Al Skinner is a former mercenary for the Boeing Army. He’s seen and done things that still trouble him long after the FUS ended. He is haunted by memories that he had removed from his mind and cannot recall – but knows exist because he still has the discs (for lack of a better term) that the memories were downloaded to. Skinner is obsessed by, and terrified of, the memories of what happened during the FUS. He fears them, yet forces himself to relive them, (with a fellow mercenary standing by to help him through it).

The individual story lines of each character weave through the other’s stories in unexpected ways. To me, it was fun to try and figure out where their lives all fit together. It is the type of story where I’m unsure exactly what is going on, and am constantly surprised by what happens next.

This book is neither a straight-forward dystopia nor utopia. I think most of the characters are living in the space between the two concepts. It is a world where medical care is supplied via nanotechnology that everyone is connected to. Everything from pain medication to instructions for how to re-grow nerve cells can be downloaded. Physical suffering can be quickly alleviated, severe injuries can be repaired without surgery.

At the same time, there are economically disadvantaged people who are working as Pharmers – a job that is heroic and horrific at the same time. The Pharmers use their own bodies to grow extra parts for people who need them. This can help save, or vastly improve, the lives of the people who receive, but is a torturous nightmare for the person whom the extra parts are harvested from. They become a futuristic version of Frankenstein’s monster.

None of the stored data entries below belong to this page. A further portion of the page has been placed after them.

PR #6966, opened 2020-05-13
FeedJSON handling flattened list inside a JSON object

teizenman:
## Status
- [ ] In Progress
- [x] Ready

## Related Issues
fixes: https://github.com/demisto/etc/issues/24461

## Description
Added handling for flattened list of indicators inside a JSON object.
Before it was treated as json objects that includes the value, now it also support a list of text indicators one after another. (you can see an example in the test)

## Must have
- [x] Tests
- [x] Documentation


roysagi:
@teizenman - Docs seems good to me

PR #37863, opened 2024-12-30
Fix-wildfire-malware-playbook

ssokolovich:
## Status
- [ ] In Progress
- [x] Ready

## Related Issues
fixes: [link to the issue](https://jira-dc.paloaltonetworks.com/browse/CIAC-12496)

## Description
Fixed an issue with the condition that checks if the alert was generated in the last 24h.
The fixes includes the following:
- fixed the context key path with the right prefix
- fixed the unix timestamp to be in millieseconds instead of nano seconds

## Must have
- [ ] Tests
- [ ] Documentation

### DIFF
--- a/Packs/Core/Playbooks/playbook-WildFire_Malware.yml
+++ b/Packs/Core/Playbooks/playbook-WildFire_Malware.yml
@@ -722,11 +722,19 @@ tasks:
       - - operator: greaterThan
           left:
             value:
-              simple: alert.autime
+              complex:
+                root: alert
+                accessor: autime
+                transformers:
+                - operator: division
+                  args:
+                    by:
+                      value:
+                        simple: "1000000"
             iscontext: true
           right:
             value:
-              simple: TimeNowUnix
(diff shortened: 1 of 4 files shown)


altmannyarden (approved):

Packs/Core/Playbooks/playbook-WildFire_Malware.yml
```diff
@@ -722,11 +722,19 @@ tasks:
       - - operator: greaterThan
           left:
             value:
-              simple: alert.autime
+              complex:
```
ssokolovich, line 725:
```suggestion
              complex:nice
```

Packs/Core/Playbooks/playbook-WildFire_Malware.yml
```diff
@@ -722,11 +722,19 @@ tasks:
...
+                root: alert
```
ssokolovich, line 726:
```suggestion
                root: alertdam
```

PR #37904, opened 2025-01-02
SplunkPy: update the mirror-in mechanism

ilappe:
## Related Issues
fixed: https://jira-dc.paloaltonetworks.com/browse/XSUP-44952

## Description

- changed the command used for mirror-in to be only `get-modified-remote-data`.
- changed the Splunk query for the mirror-in to be more efficient.
- raise exception in case of `get-remote-data`
- use caching for UserMapping
- take in account the potential collision when using the Enrichment and mirror-in deatures.


Packs/SplunkPy/Integrations/SplunkPy/SplunkPy.py
```diff
@@ -177,8 +183,61 @@ def get_splunk_user_by_xsoar_command(self, args):
                                             headers=['XsoarUser', 'SplunkUser'])
         )
 
+    def update_xsoar_user_in_notables(self, notables_data):
+        """In case of `should_map_user` is True, update the 'owner' in the notables to be the mapped XSOAR user.
```
DeanArbel, line 187:
```suggestion
        """In case of `should_map` is True, update the 'owner' in the notables to be the mapped XSOAR user.
```

Packs/SplunkPy/Integrations/SplunkPy/SplunkPy.py
```diff
@@ -177,8 +183,61 @@ def get_splunk_user_by_xsoar_command(self, args):
...
+
+        Args:
+            notables_data (list[dict]): The notables to be updated.
+        """
+        if self.should_map:
```
DeanArbel, line 192: better to just return if not, this will remove the indentation that follows

DeanArbel (approved):
Impressive work, very well done. I'll follow up this review in another meeting

PR #38129, opened 2025-01-14
Use unique userId instead of userName (display name) for ZoomAsk output entry

ali-sawyer:

## Status
- [ ] In Progress
- [x] Ready

## Related Issues
https://xsoar.ideas.aha.io/ideas/FR-I-4373

## Description
It is necessary to use a unique identifier rather than display name to uniquely identify the user who responded to the `ZoomAsk` question, because users can change their Zoom display names at will.

## Must have
- [ ] Tests
- [ ] Documentation


mayyagoldman:
Hey @ali-sawyer ,  

Thank you so much for your effort on this PR and for taking on this task!  

- I’d like you to modify the code so that it utilizes `userID` together with `userName` rather than replacing it. Please adjust the code and make the necessary changes accordingly. For example, in the `check_and_handle_entitlement` function, `userName` is used appropriately in a string:  

```python
reply = message.get('reply', f'Thank you {user_name} for your response {text}.')
```  
Replacing `userName` with `userID` in this context would be unsuitable.  

- I also noticed in the PR description that you mentioned:  

*“It is necessary to use a unique identifier rather than the display name to uniquely identify the user who responded to the ZoomAsk question, because users can change their Zoom display names at will.”*  

However, the original ticket states:  
*“Modify Zoom Integration to return user ID when running ZoomAsk. Currently, the integration only returns the display name (`userName`) from the webhook event in the function `handle_zoom_response()`. The `userId` is required, and ideally, this would be saved to context for reference in other tasks.”*  

The ticket only requests adding `userId` without mentioning a specific issue with using `userName`. Could you provide an example where relying on `userName` causes a problem? This would help me better understand and confidently evaluate your changes.  

- Additionally, please consider whether these changes might introduce a breaking change. If so, this should be clearly reflected in the release notes.  

- Finally, please add tests to validate your new additions. This will ensure the modifications are robust and work as intended.  

Let me know if you need any further clarification or assistance! 😊

mayyagoldman (changes requested):
Hey @ali-sawyer ,  

Thank you so much for your effort on this PR and for taking on this task!  

- I’d like you to modify the code so that it utilizes `userID` together with `userName` rather than replacing it. Please adjust the code and make the necessary changes accordingly. For example, in the `check_and_handle_entitlement` function, `userName` is used appropriately in a string:  

```python
reply = message.get('reply', f'Thank you {user_name} for your response {text}.')
```  
Replacing `userName` with `userID` in this context would be unsuitable.  

- I also noticed in the PR description that you mentioned:  

*“It is necessary to use a unique identifier rather than the display name to uniquely identify the user who responded to the ZoomAsk question, because users can change their Zoom display names at will.”*  

However, the original issue states:  
*“Modify Zoom Integration to return user ID when running ZoomAsk. Currently, the integration only returns the display name (`userName`) from the webhook event in the function `handle_zoom_response()`. The `userId` is required, and ideally, this would be saved to context for reference in other tasks.”*  

The issue only requests adding `userId` without mentioning a specific issue with using `userName`. Could you provide an example where relying on `userName` causes a problem? This would help me better understand and confidently evaluate your changes.  

- Additionally, please consider whether these changes might introduce a breaking change. If so, [this should be clearly reflected in the release notes](https://xsoar.pan.dev/docs/documentation/release-notes#breaking-changes-version).  

- Finally, please add tests to validate your new additions. This will ensure the modifications are robust and work as intended.  

Let me know if you need any further clarification or assistance! 😊

ali-sawyer:
@mayyagoldman Responding to your 4 points in order:

1. Completed.
2. With the pack in its current state, when using the `ZoomAsk` script, the `ZoomAsk` response is returned as a War Room entry where the owner of the entry is the user's Zoom display name, for example, "user 123". The customer's goal is to get the _XSOAR user identity_ who responded to the `ZoomAsk` question. So using display name poses a problem, because the display name is any arbitrary value (e.g., "user 123") and doesn't correspond to an XSOAR user. But by using `userId` which is the user's email address in Zoom, we can confidently link the user to an XSOAR user, since XSOAR also uses email address for user identification. Hope that helps. If it's still unclear, I think looking at a test together will help clear it up.
3. IMO this is not a breaking change, it will only change the owner of the `ZoomAsk` response entry, i.e. it will slightly change the appearance of the entry.
4. My changes are very small. There is already a unit test function to test the `check_and_handle_entitlement()` function (`test_check_and_handle_entitlement()`), I just updated it slightly to add the new `user_id` parameter.

ali-sawyer:
I do not have a way to test `ZoomAsk`, so I have reached out to @sapirshuker to request her help with testing.

Packs/Zoom/Integrations/Zoom/Zoom.py
```diff
@@ -785,8 +785,9 @@ async def handle_zoom_response(request: Request, credentials: HTTPBasicCredentia
             account_id = payload['accountId']
             robot_jid = payload['robotJid']
             to_jid = payload['toJid']
-            user_name = payload['userName']
-            entitlement_reply = await check_and_handle_entitlement(action, message_id, user_name)
+            user_name = payload['userId']
```
mayyagoldman, line 788:
```suggestion
            user_name = payload['userName']
```

mayyagoldman (changes requested):
Hey @ali-sawyer ,  

Awesome! This looks great overall.  

I have a small comment regarding reverting `userName`—you left your old change there, so it seems it wasn’t fully reverted.  

Additionally, you mentioned: *"But by using userId, which is the user's email address in Zoom."* However, when I tested your code, the `userId` wasn’t an email address but rather some kind of ID. If this isn’t your intention, perhaps the payload contains a different field with the email, and you could use that instead? Unfortunately, I can’t share a screenshot of the `userId` we’re receiving, as it contains our admin ID, but let me know if you’d like further clarification on this.  

Also, please notice that there are now some conflicts in the PR—make sure to resolve them.  

Let me know if you have any questions! 😊

ali-sawyer:
@mayyagoldman Good catch! Added a lookup to get the user email address based on their user ID. I still don't have a way to test. If you can re-test now, that is greatly appreciated.

mayyagoldman (approved):

PR #36540, opened 2024-09-26
wallixbastion 3.0.0: add new commands, return id from created objects…

yoennb:
## Status
- [ ] In Progress
- [x] Ready
- [ ] In Hold - (Reason for hold)

## Description
This major release removes deprecated commands/arguments, adds a bunch of new command with support for null arguments and improves workflow by returning the ID of created objects in the command output. Details in the release notes.

## Must have
- [x] Tests
- [x] Documentation

PR #38193, opened 2025-01-16
Wallixbastion 3.1.0

yoennb:

## Status
- [ ] In Progress
- [x] Ready

## Related Issues
none

## Description
This version adds several commands requested by our customers, adds more documentation on command outputs which may not always be present, and removes an unnecessary parameter from wab-add/edit-notification.

It also includes an update of the WALLIX logo.

## Must have
- [x] Tests
- [x] Documentation


yoennb:
CI failing because of the mentioned breaking change. If this can cause issues, we can also mark the argument as deprecated (but I have not seen a field similar to the one that exists for commands)

talzich (commented):
Hi @yoennb, and thank you for your contribution!

Other than the comment on the `pack_metadata` file, can you please elaborate on why the breaking change is needed and why those arguments are no longer in use? 

Thanks again,
Tal

yoennb:
Hello @talzich, 

It was noticed during the [last PR review](https://github.com/demisto/content/pull/36540#discussion_r1807799178) that this argument could only take a single value. I eventually confirmed with our teams that there is no plan to change this API any time soon, thus the decision to simply remove it for the sake of clarity.
If you prefer, we can also leave this argument as non required and explicitly state in the description that the value will be ignored.

Thanks,

Yoenn

yoennb:
Hello @talzich,

Perfect then, we can schedule a call in the coming days. I am available on Slack to discuss about it.

talzich (approved):

PR #38329, opened 2025-01-26
Fix an issue in Tenable_io fetch 

rshunim:
## Status
- [x] In Progress
- [x] Ready

## Related Issues
fixes: https://jira-dc.paloaltonetworks.com/browse/XSUP-45828

## Description
Improve the fetch code, by reseting the last index fetched when starting a new day.
Seem the audit logs are fetched per day, so need to reset the last index fetch when starting a new day.

## Must have
- [ ] Tests
- [ ] Documentation


AradCarmi (commented):
Nice!
Just a heads up, in case the day just changed, if we reset the `index_audit_logs` after checking if there are audit logs we will not ingest the current logs in the same **fetch cycle** only the one after it.

jbabazadeh (approved):
great job!

PR #38351, opened 2025-01-27
[EmailAskUserResponse] Add Suffix arg

DeanArbel:
## Related Issues
fixes: https://jira-dc.paloaltonetworks.com/browse/XSUP-45386

## Description
Added a suffix argument to remove known terms from the response.

### DIFF
--- a/Packs/CommonScripts/Scripts/EmailAskUserResponse/EmailAskUserResponse.js
+++ b/Packs/CommonScripts/Scripts/EmailAskUserResponse/EmailAskUserResponse.js
@@ -7,6 +7,9 @@ if (res[0].Type==entryTypes.note || res[0].Type==entryTypes.file) {
     if (prefix && text.startsWith(prefix)) {
         text = text.slice(prefix.length);
     }
+    if (suffix && text.endsWith(suffix)) {
+        text = text.slice(0, -1 * suffix.length);
+    }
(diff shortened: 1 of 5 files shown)


Packs/CommonScripts/Scripts/EmailAskUserResponse/EmailAskUserResponse.js
```diff
@@ -11,9 +18,6 @@ if (res[0].Type==entryTypes.note || res[0].Type==entryTypes.file) {
                 .replace(/__NL____NL__/g,'')
                 .replace(/__NL__/g,'\n');
     response = text.replace(/<(?:.|\n)*?>/gm, '').trim("\n").split("\n")[0].trim();
-    if (prefix && response.startsWith(prefix)) {
```
dantavori, line 14: moving it up doesn't change the logic a bit?

dantavori (approved):

Packs/CommonScripts/Scripts/EmailAskUserResponse/EmailAskUserResponse.js
DeanArbel: It does, but this is actually an intended result, as removing it in the original place will remove the result of the white space trim. As such, this way achieves the intended behavior better

DeanArbel:
Force merging since there are no tests.

PR #38512, opened 2025-02-06
Panoaram get-jobs command

rshunim:
## Status
- [x] In Progress
- [x] Ready

## Related Issues
fixes: https://jira-dc.paloaltonetworks.com/browse/XSUP-44394

## Description
Adding a fix for get-jobs command, since the given ID exists just in one device and we didn't handle it the code.
It was failing on ID not found since it was searching it in all devices instead of the correct one (and only one).
Actually try-except block was added.

## Must have
- [ ] Tests
- [ ] Documentation


jbabazadeh (commented):
great!

jbabazadeh (approved):

rshunim:
@yuvalbenshalom @jbabazadeh 
ForceMerge is needed here due to 4 TPBs which fail in the nightly too
(same errors here)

The nanotechnology system that distributes medical care is obviously a life-saving tool, but it comes with some problems. There are people who hack the system for the purpose of taking control over other people’s bodies and minds. Sometimes, this is done to provide entertainment at secret night clubs for bored young adults who volunteer to be temporarily made into a “puppet”. The same technique can also be used to hack unwilling people – who drift into strange life patterns and lose the ability to do anything beyond what their program prescribes.

Interestingly, there are some young people who ask to be hacked because they have completely lost confidence in their own abilities to make good life choices. A talented hacker can make them say the right thing at the right time, and give them all the social tools they lack. They choose to be run by a program, even though the experience can be unsettling, because they think it is their only way for them to have a successful life. I can see where this would be appealing to many people.

It is details like that that keep me thinking about Blueprints of the Afterlife long after I’ve finished reading it. I love books that make me mentally continue to run around in the “universe” that the author created.